A recent study conducted by the Southern Poverty Law Center interviewed Latina workers in the food industry. Their report describes the "backbreaking labor that helps bring food to our tables." Undocumented women typically earn minimum wage or less, have no sick or vacation days, and no health insurance. Twenty-two percent of the farmworker population is female in the United States. In these hazardous jobs, farmworkers suffer the higher rates of toxic chemical injuries and skin disorders than any other workers in the nation. The children of migrant workers also have the higher rates of pesticide exposures than the general public. Farmworkers are not covered by workers' compensation laws in many states.

These women are not only providing the nation's food supply, but also for the next generation of Americans. Three million U.S. born children live with at least one undocumented parent in the United States. Many have spent much of their lives here and have established ties to their communities.

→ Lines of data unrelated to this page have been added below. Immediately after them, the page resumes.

PR #5195, opened 2026-08-24
Fix cyclic external result materialization

YuanTingHsieh:
## Summary

- declare that CyclicClientController consumes a materialized learn-task result
- when ClientAPIExecutor is called from a nested client-side workflow task, resolve the executor responsible for the outer active task through ClientRunner and honor its local-consumer declaration
- preserve existing task-result-filter and component materialization for direct tasks while keeping unrelated nested workflows in pass-through mode
- add production-topology regression coverage where the cyclic controller is an executor and is absent from engine components

## Testing

- targeted cyclic controller and ClientAPIExecutor tests: 121 passed
- broader CCWF and ClientAPIExecutor tests: 283 passed, 2 subtests passed
- full project style check: Black, isort, flake8, and agent-skill lint passed
- fresh GPU qualification at exact signed head b2d77cc5a51fe5c656aff79c41958734b5399474: 132 focused tests passed
- unchanged two-client external-process cyclic POC job: FINISHED:COMPLETED in 35.89 seconds; both clients completed both rounds with no LazyDownloadRef arithmetic or TypeError signatures


IsaacYangSLA (approved):
Seems later we can consolidate those calls.  LGTM.

nvidianz (approved):

PR #5198, opened 2026-08-25
Fix watchdog PID tracking

IsaacYangSLA:
## Summary

- launch the watchdog-managed FL application with `exec` so the recorded PID belongs to the Python process
- capture and persist the background PID directly, then reap the process after forced termination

These statistics may not give a great number of Latina women too much to celebrate on Mother's Day. But we can aspire to create a better future when being born a Latina in our society is not a punishment that confines these hardworking women to a life in poverty, due to systemic injustices and subjected to a litany of abuses by their employers. In our fight for the protection of our nation's workers, our efforts will be inadequate unless we address the vulnerabilities of Latinas and immigrant women in our workforce. Empowering them with knowledge of the rights and protections they are entitled to under the law will help them assert themselves in their workplaces, and their communities. And we must work for a systemic change in the economic structure of the nation that is addicted to cheap exploitable labor and thus promotes migration. These women are the mothers of a young and emerging population in the US, and what is good for them is essential to the nation's future.